しばしお待ちを...

2013年2月20日水曜日

蟲雙紙 023 「こころゆくもの…」/ 風花銀次

 蟲雙紙〈二十三〉      風花銀次

こころゆくもの くはしくかいたる昆蟲圖譜の、蟲に影なかりける。夏山へのゆくさに、さきこぼれて、をのこどもいとおほく、蟲よくとる者の網ふりたる。しろくきよげなる捕蟲網に、いといと小さき蟲をとるべく花をすくへば、花天牛はなかみきり入りたる。花天牛に、すこしまざりたる。ものよくいふ蟲屋ゐて、ひとのとりたる蟲の、種の同定したる。谷におりて飮む水。
つれづれなる折に、いとあまりめづらしうもあらぬ盜蛾とりがの來て、世の中の物がたり、此の頃あることの、をかしきも、にくきも、あやしきも、これかれにかかりて、おぼろげにても思ひいだせと、渦をゑがいて舞ひける、いと心ゆく心地す。
神、寺などに詣でて、蟲さがしたるに、寺は法師蟬、社は樣蝗蟲さまばつたなどの、くらからずさはやかに眉ひとつ動かさざる風情にてありけり。
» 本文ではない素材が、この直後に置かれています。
PR #47, opened 2024-10-23
Westmidlands  | Danial Bashirzadeh | Module-Structuring-and-Testing-Data | WEEK 3- Sprint 1

bashirzadehdanial:
## Learners, PR Template

Self checklist

## Changelist

Briefly explain your PR.

## Questions

### DIFF
--- a/Sprint-1/errors/4.js
+++ b/Sprint-1/errors/4.js
@@ -1,2 +1,5 @@
-const 12HourClockTime = "20:53";
-const 24hourClockTime = "08:53";
+const twelveHourClockTime = "20:53"; // Renamed to start with a letter, not a number
+const twentyhourClockTime = "08:53";
+console.log(twelveHourClockTime);
+console.log(twentyhourClockTime);
+
--- a/Sprint-1/exercises/decimal.js
+++ b/Sprint-1/exercises/decimal.js
@@ -7,3 +7,14 @@ const num = 56.5678;
 // Create a variable called roundedNum and assign to it an expression that evaluates to 57 ( num rounded to the nearest whole number )
 
 // Log your variables to the console to check your answers
+
+let wholeNumberPart = Math.floor(num);
+let decimalPart = (num - wholeNumberPart).toFixed(4);
+let roundedNum = Math.ceil(num);
+
+console.log(wholeNumberPart);
+console.log(decimalPart);
+console.log(roundedNum);
+
+
+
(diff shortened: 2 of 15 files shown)


Sprint-1/errors/4.js
a-robson, line 1: Well done - you got the main point. Javascript variables can't start with a number. But are we happy with the names of the variables? Can you think how they might be improved?

a-robson:
This is looking really good. You've demonstrated you understand a lot of Javascript fundamentals. 

Please let me know if there is anything you want to discuss or clarify in my comments.

Sprint-1/errors/4.js
a-robson, line 1: Well done - you got the main point. Javascript variables can't start with a number. But are we happy with the names of the variables? Can you think how they might be improved?

Sprint-1/exercises/decimal.js
a-robson, line 1: Good job. There is an interesting ambiguity/fault in this exercise. What would the value of `roundedNum` be if the value of `num` was `56.4678`? `Math.ceil()` doesn't always round "to the nearest whole number". Can you find another method in the `Math` class that would work for all possible values of `num`?

Sprint-1/exercises/paths.js
a-robson, line 1: Ok. There are a few things going on here. 

I think you were a bit misled by the instruction. You didn't need to remove spaces from the filepath though you show nice use of a regular expression.   

When you log your results it's helpful if you include some explanation. e.g. `The dir part of ${filePath} is ${dir}` 

Can you see another way to extract the file extension without creating an array?

Sprint-1/interpret/time-format.js
a-robson, line 1: I like that you experimented with what would happen if the value of `movieLength` was negative or zero. This is exactly the sort of thing we need to consider when trying to write robust code. What do you think should happen in these cases? (I'm not sure I would really want to say the code works!).

What is the difference between movieDuration - let's follow camelCase convention :) - and movieLength? What have we accomplished between the first and last lines of the code?

Sprint-1/errors/4.js
bashirzadehdanial: Thank you for the feedback! I’ve updated the variable names to be more descriptive and consistent, using twelveHourFormatTime and twentyFourHourFormatTime to indicate the time formats.

Sprint-1/exercises/decimal.js
bashirzadehdanial: We should use Math. round(num).

Sprint-1/interpret/time-format.js
bashirzadehdanial: Thanks for the feedback! I’ve added conditions to handle negative and zero movieLength. I also updated MovieDuration to movieDuration for camelCase consistency.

 虫を追っかけまわしてた子供のころのことを思い出すと、じりじり照りつける太陽や木々の間を吹き抜けてくる風、草いきれ、土のにおい、手の中の小さな虫の思いがけない力強さなど、五感のさまざまが鮮明によみがえるんですが、なんでだか、その世界には影てものがない。へんですね。照りつける太陽や木漏れ日が鮮明に思い出されるのに影がないてのもおかしな話だと、あたし自身思います。そんでも、そのとおりなんだからしょうがない。ちょうど熊田千佳慕さんが描いた細密な昆虫画のような世界です。
 ところで熊田千佳慕さんのことをプチファーブルなんていうなあ失敬じゃないかしら、と思うのはあたしだけでしょうか。もちろんファーブルおじさんのことは大好きなんですが、くまちかおじさんのことも大好きなので、千佳慕はファーブルのばったもんじゃないぞ、と思う次第です。
 はい、蝗虫も大好きです。
 禰宜様蝗虫てのは栃木の那須地方での呼び方で、標準和名は精霊飛蝗。方言名には特徴をとらえて美事な命名が多いね。